Student Projects

The following projects are available for Master and Bachelor students. They are performed in close collaboration with an experienced member of the lab. Apply for a project by sending an email to the contact mentioned for the project.

You may also suggest new projects, ideally close enough to our ongoing, or previously completed projects. In that case, you will have to convince Anne-Marie Kermarrec that it is worthwhile, of reasonable scope, and that someone in the lab can mentor you!

Summary

Experimental benchmark of Large-Scale Hash-based kNN Graph Construction Algorithms

Experimental benchmark of Large-Scale Hash-based kNN Graph Construction Algorithms

Contact: Anne-Marie Kermarrec.

Context

k-Nearest-Neighbour (kNN) graphs play a crucial role in a large range of Big Data and AI applications, from recommenders to manifold learning. Constructing a full kNN graph remains, however, a computing-intensive task, for which many approximate heuristics have been proposed. The minHash algorithm coupled with Locality Sensitive Hashing is one such particularly successful method for user x item datasets using Jaccard’s coefficient as similarity measure. Several improvements have been proposed to the minHash algorithm in recent years, yet most of these proposals have only been analysed formally, often under assumptions that are not necessarily met in practice, or have only been used in the context of the (related but different) kNN search problem.

Objective

The goal of this internship is to experimentally benchmark these existing methods on concrete large-scale datasets, with the objective to chart the design space of optimized user x item hashing techniques for the construction of kNN graphs, and if time permits propose new approaches informed from experiment-driven insights.

References 

Aumüller, Martin,  Christiani Tobias, Pagh Rasmus, Vesterli Michael. “PUFFINN: Parameterless and Universally Fast FInding of Nearest Neighbors”. ESA 2019: 10:1-10:16

Christiani, Tobias, Rasmus Pagh, and Johan Sivertsen. “Scalable and robust set similarity join.” 2018 IEEE 34th International Conference on Data Engineering (ICDE). IEEE, 2018.

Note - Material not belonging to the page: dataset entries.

PR #2584, opened 2017-04-12
Add missing button to force Trakt sync

fernandog:
@p0psicles your code was there but the button not.

Also i fixed the remove from collection as it wasn't using status like the add to collection

### DIFF
--- a/medusa/trakt_checker.py
+++ b/medusa/trakt_checker.py
@@ -209,7 +209,7 @@ class TraktChecker(object):
         """Remove episode from trakt collection.
 
         For episodes that no longer have a media file (location)
-        :param filter_show: optional. Only remove from given shows
+        :param filter_show: optional. Only remove episodes from trakt collection for given shows
         """
         if app.TRAKT_SYNC_REMOVE and app.TRAKT_SYNC and app.USE_TRAKT:
 
--- a/medusa/trakt_checker.py
+++ b/medusa/trakt_checker.py
@@ -208,7 +208,7 @@ class TraktChecker(object):
     def remove_episode_trakt_collection(self, filter_show=None):
         """Remove episode from trakt collection.
 
-        For episodes that no longer has media file (location)
+        For episodes that no longer have a media file (location)
         :param filter_show: optional. Only remove from given shows
         """
         if app.TRAKT_SYNC_REMOVE and app.TRAKT_SYNC and app.USE_TRAKT:
@@ -257,7 +257,7 @@ class TraktChecker(object):
     def add_episode_trakt_collection(self):
         """Add all existing episodes to Trakt collections.
 
-        For episodes that has media file (location)
+        For episodes that have a media file (location)
         """
         if app.TRAKT_SYNC and app.USE_TRAKT:
 
--- a/medusa/trakt_checker.py
+++ b/medusa/trakt_checker.py
@@ -206,7 +206,11 @@ class TraktChecker(object):
                 logger.log(u"Synced Trakt collection", logger.DEBUG)
 
     def remove_episode_trakt_collection(self, filter_show=None):
-        """Remove episode from trakt collection that no longer has media file (location)."""
+        """Remove episode from trakt collection.
+
+        For episodes that no longer has media file (location)
+        :param filter_show: optional. Only remove from given shows
+        """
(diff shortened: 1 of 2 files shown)


medusa/trakt_checker.py
```diff
@@ -206,19 +206,21 @@ def sync_library(self):
                 logger.log(u"Synced Trakt collection", logger.DEBUG)
 
     def remove_episode_trakt_collection(self, filter_show=None):
-        """Remove episode from trakt collection."""
+        """Remove episode from trakt collection that no longer has media file (location)."""
```
p0psicles: You don't need to explain the method in detail in your summary. If you really want to explain conditions in your method, then provide that on a separate line, with one white line in between. Or just add a comment above the condition.

medusa/trakt_checker.py
```diff
@@ -249,15 +251,14 @@ def remove_episode_trakt_collection(self, filter_show=None):
                                    (error=e.message), logger.INFO)
 
     def add_episode_trakt_collection(self):
-        """Add all existing episodes to Trakt collections."""
+        """Add all existing episodes to Trakt collections that has media file (location)."""
```
p0psicles: Same here.

medusa/trakt_checker.py
```diff
@@ -396,7 +397,7 @@ def add_episode_watchlist(self):
                                    (error=e.message), logger.INFO)
 
     def add_show_watchlist(self):
-        """Add show to Trakt watchlist."""
+        """Add show to Trakt watchlist if is in show list."""
```
p0psicles: Same here.

medusa/trakt_checker.py
fernandog: ok. will change it

medusa/trakt_checker.py
fernandog: ok. will change it

medusa/trakt_checker.py
```diff
@@ -206,19 +206,25 @@ def sync_library(self):
                 logger.log(u"Synced Trakt collection", logger.DEBUG)
 
     def remove_episode_trakt_collection(self, filter_show=None):
-        """Remove episode from trakt collection."""
+        """Remove episode from trakt collection.
+
+        For episodes that no longer has media file (location)
```
p0psicles: Have a..

medusa/trakt_checker.py
```diff
@@ -206,19 +206,25 @@ def sync_library(self):
...
+        :param filter_show: optional. Only remove from given shows
```
p0psicles: `Only remove from given shows` this log is not really explaining anything.

medusa/trakt_checker.py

Dahlgaard, Søren, Mathias Bæk Tejs Knudsen, and Mikkel Thorup. “Fast similarity sketching.” 2017 IEEE 58th Annual Symposium on Foundations of Computer Science (FOCS). IEEE, 2017

Guerraoui, Rachid, Kermarrec, Anne-Marie,  Ruas Olivier, and  Taïani François “Smaller, Faster & Lighter KNN Graph Constructions.” WWW 2020: 1060-1070

Ping, Li, and König, Arnd Christian. “Theory and applications of b-bit minwise hashing.” Communications of the ACM 54.8 (2011): 101-109.

Stanojevic, Rade, Mohamed Nabeel, and Ting Yu. “Distributed cardinality estimation of set operations with differential privacy.” 2017 IEEE Symposium on Privacy-Aware Computing (PAC). IEEE, 2017.